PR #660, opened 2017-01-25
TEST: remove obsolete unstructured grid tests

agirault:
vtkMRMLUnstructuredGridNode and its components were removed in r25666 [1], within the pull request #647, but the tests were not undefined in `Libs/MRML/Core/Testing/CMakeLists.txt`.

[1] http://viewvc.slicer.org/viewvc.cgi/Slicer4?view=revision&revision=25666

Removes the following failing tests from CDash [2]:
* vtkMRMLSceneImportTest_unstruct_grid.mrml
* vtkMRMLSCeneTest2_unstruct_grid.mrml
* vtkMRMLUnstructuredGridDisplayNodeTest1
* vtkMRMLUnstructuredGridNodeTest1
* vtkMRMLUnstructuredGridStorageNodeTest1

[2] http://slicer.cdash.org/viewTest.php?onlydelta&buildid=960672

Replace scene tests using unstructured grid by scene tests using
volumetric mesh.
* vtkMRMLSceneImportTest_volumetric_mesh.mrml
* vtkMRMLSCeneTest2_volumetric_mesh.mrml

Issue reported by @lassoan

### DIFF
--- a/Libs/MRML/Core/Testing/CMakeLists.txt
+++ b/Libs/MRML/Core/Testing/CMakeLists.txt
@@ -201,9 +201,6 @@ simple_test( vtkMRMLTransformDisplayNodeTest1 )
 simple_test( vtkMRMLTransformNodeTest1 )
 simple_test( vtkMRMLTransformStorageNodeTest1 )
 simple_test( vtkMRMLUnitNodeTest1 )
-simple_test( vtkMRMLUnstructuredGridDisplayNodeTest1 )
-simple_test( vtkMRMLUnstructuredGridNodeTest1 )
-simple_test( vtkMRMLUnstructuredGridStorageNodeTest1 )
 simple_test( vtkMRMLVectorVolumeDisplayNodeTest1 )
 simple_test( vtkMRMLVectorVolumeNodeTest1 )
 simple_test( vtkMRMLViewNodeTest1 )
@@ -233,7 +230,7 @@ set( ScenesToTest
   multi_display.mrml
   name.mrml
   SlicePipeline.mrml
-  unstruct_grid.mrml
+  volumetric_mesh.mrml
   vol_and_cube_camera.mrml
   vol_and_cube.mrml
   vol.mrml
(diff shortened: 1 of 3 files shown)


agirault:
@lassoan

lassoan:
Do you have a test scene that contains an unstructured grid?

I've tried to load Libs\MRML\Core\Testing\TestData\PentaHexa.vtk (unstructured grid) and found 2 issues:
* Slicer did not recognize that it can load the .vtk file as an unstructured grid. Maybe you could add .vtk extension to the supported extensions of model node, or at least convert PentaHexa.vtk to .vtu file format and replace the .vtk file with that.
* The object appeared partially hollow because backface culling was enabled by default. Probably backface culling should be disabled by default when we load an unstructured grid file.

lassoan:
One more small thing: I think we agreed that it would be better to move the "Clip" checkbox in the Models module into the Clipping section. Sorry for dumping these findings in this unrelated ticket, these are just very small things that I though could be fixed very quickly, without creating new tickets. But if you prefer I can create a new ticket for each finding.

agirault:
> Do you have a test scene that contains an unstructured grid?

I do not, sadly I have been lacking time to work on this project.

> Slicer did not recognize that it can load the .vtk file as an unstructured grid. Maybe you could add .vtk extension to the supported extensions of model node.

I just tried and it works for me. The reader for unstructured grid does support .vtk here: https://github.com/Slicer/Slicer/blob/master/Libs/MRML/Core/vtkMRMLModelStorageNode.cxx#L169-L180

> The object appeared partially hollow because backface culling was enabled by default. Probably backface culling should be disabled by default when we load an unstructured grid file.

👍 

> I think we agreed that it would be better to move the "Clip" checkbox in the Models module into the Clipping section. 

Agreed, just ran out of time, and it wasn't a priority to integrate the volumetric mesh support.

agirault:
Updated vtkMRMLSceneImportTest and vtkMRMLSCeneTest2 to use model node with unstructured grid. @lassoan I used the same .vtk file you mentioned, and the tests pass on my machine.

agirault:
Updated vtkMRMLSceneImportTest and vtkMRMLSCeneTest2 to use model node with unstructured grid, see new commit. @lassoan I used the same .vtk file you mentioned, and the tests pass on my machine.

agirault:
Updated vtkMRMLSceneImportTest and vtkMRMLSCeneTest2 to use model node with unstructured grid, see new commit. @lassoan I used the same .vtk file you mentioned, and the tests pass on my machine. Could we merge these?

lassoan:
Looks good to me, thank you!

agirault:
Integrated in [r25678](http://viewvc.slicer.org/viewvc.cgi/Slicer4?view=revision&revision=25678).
————————
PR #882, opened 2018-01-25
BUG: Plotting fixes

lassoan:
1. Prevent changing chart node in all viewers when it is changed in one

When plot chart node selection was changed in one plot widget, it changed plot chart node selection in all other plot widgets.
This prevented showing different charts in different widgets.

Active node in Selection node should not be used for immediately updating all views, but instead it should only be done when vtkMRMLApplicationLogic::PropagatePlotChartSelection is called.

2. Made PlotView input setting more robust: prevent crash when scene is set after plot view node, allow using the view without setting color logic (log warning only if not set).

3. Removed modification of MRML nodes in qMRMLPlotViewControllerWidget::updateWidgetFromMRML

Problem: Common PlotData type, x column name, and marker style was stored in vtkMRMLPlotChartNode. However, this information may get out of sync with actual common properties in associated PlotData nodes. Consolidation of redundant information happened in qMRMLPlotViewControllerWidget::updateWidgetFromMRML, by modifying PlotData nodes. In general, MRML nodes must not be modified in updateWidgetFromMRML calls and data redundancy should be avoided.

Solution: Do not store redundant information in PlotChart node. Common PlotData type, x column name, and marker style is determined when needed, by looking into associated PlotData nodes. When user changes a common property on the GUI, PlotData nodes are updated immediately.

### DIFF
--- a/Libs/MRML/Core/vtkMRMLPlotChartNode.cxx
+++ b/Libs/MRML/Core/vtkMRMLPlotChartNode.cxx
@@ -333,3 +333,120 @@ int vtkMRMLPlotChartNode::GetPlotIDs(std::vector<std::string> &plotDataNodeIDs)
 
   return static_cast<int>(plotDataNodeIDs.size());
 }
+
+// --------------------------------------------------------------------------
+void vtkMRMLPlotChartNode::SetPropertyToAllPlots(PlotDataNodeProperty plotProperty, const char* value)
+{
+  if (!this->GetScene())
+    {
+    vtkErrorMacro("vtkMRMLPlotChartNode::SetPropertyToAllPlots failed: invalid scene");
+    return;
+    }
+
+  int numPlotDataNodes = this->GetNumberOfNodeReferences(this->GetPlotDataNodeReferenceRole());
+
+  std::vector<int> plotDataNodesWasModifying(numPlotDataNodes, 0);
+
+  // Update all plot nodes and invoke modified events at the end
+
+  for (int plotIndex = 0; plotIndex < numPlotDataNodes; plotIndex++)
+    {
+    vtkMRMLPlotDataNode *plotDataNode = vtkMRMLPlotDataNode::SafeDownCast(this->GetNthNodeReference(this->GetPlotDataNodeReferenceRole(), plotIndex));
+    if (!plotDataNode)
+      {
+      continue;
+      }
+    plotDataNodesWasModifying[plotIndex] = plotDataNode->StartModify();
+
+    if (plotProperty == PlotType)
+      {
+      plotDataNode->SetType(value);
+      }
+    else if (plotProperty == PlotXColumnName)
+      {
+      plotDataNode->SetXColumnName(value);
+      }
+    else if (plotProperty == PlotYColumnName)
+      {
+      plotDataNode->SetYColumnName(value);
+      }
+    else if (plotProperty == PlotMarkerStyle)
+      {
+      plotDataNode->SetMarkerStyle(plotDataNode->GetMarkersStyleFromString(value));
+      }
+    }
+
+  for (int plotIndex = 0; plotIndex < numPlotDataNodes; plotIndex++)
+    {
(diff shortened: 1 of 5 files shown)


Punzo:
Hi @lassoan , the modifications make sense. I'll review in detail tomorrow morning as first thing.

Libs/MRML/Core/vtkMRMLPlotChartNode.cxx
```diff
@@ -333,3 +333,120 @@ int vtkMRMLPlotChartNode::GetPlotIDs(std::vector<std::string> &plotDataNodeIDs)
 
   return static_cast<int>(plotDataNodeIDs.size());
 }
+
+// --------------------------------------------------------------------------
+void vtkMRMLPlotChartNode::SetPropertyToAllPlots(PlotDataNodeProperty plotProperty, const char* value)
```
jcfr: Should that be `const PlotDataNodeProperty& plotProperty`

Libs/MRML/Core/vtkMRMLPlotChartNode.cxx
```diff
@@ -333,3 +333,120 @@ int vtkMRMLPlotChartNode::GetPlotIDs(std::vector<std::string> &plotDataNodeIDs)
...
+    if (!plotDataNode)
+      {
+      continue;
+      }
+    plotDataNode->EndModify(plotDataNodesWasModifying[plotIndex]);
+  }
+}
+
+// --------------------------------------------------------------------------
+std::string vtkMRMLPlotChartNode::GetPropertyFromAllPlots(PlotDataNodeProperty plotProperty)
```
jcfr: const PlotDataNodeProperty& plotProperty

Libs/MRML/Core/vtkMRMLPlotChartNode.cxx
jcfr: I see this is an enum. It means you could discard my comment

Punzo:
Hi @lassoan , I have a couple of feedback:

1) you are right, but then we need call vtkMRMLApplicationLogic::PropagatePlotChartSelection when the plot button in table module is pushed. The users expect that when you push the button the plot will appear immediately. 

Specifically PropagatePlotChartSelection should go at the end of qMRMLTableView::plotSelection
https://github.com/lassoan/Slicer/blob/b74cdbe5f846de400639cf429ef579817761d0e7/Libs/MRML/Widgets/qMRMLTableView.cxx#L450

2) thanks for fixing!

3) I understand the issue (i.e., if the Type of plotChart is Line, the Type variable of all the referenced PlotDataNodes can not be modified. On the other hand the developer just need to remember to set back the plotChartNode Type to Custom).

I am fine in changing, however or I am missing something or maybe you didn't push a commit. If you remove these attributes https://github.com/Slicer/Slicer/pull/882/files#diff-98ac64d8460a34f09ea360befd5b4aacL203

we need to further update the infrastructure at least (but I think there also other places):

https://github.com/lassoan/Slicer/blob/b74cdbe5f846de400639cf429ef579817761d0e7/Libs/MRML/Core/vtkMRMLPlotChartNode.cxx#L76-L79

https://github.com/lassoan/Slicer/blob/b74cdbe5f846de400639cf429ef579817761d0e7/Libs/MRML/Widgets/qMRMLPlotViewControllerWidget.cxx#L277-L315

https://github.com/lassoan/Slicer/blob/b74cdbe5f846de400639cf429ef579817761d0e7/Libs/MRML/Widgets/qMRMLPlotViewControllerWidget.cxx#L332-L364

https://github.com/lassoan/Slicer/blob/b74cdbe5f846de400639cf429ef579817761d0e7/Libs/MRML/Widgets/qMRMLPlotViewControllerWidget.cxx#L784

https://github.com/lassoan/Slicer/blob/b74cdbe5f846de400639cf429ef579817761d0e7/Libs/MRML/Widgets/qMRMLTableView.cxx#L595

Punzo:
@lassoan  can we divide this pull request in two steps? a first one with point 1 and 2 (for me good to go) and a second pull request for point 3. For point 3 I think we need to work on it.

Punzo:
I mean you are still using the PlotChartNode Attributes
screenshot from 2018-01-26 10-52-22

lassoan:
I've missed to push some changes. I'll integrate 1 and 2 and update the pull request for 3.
————————
#### Work task:
Count every line of the listing that includes the word "qMRMLTableView", then give that count and no other words.

#### Exercise answer:
3